--- What you are asked to do ---
If a line in the data below contains "like", copy it.

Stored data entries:
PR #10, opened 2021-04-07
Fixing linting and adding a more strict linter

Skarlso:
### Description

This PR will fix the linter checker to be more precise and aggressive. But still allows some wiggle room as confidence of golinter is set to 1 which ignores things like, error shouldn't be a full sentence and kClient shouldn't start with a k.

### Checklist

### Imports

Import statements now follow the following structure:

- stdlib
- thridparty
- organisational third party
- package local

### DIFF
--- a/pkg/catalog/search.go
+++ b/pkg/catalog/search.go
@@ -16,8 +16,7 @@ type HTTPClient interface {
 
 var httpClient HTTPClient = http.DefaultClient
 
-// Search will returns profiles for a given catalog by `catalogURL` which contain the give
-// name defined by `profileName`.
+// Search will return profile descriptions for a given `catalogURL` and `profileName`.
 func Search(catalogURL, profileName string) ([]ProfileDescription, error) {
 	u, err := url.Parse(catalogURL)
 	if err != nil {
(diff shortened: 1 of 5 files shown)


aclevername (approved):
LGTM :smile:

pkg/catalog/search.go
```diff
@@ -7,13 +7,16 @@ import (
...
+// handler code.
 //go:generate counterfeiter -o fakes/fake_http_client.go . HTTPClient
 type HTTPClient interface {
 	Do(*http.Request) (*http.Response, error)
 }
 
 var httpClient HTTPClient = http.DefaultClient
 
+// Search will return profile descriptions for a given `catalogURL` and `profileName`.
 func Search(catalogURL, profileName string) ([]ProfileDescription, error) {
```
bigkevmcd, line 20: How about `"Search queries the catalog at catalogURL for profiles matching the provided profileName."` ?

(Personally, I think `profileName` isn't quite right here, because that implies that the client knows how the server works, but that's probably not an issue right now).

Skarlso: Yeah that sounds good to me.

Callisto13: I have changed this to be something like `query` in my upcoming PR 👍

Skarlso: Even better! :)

--- Solution to this task ---
This PR will fix the linter checker to be more precise and aggressive. But still allows some wiggle room as confidence of golinter is set to 1 which ignores things like, error shouldn't be a full sentence and kClient shouldn't start with a k.
Callisto13: I have changed this to be something like `query` in my upcoming PR 👍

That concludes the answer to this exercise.